The Half-Earth Project is on a mission to map the location and distribution of the planet’s species at a high enough resolution to allow for on-the-ground decisions to be made at a local level. Together with our partners, we have developed the Half-Earth Project Map: a global assessment of biodiversity richness and rarity at 1–50 km. scale for all terrestrial and marine vertebrates and at 1 km. to countryscale for hundreds of thousands of invertebrate and plant species. No other public tool contains this level of global species data. Designed for a wide variety of users, the map is easy to read and manipulate and can be accessed by anyone in any community. Coupled with data showing human pressures, irrecoverable carbon, and existing protected areas, the map reveals priority areas for conservation. Unique features of the map are being adopted across the world.
The Species Protection Index measures the amount and location of currently protected land in a country and the number and location of species found both inside and outside of these protected areas. The Species Protection Index ranges from 0–100, with 100 reflecting a country practicing good stewardship and promoting equitable conservation efforts within its borders. Like a FICO score for biodiversity, the Species Protection Index is an important indicator for success that can be used to determine how a country is doing in any given area regarding global biodiversity stewardship and where additional attention is needed.

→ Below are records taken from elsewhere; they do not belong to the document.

PR #261, opened 2020-12-04
Remove Custom Job.save Paths

ghickman:
This removes the field modifying parts of Job's custom `.save()`.  Now that job-runner is setting these fields we can rely on them being in the correct state.

Ref #254

### DIFF
--- a/jobserver/models.py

The Species Protection Index is essential for objectivity around progress, as well as for addressing the uneven pattern of conservation globally. Some places are global priorities for conservation, but
ALL places have a unique array of life to steward. The Species Protection Index demonstrates that in certain places, 30% of land and water protected will be enough to support the biosphere: in other places, even less will suffice. But overall, we need half.
National Report Cards summarize a country’s conservation efforts. They can be used to explore conservation progress, needs, and challenges specific to each country and can help target support and resources accordingly.
In the next phase of map development, new technologies—such as sensor-based and cloud computation—will open entirely new avenues for visualizing what we know and predicting what we don’t yet know about biodiversity.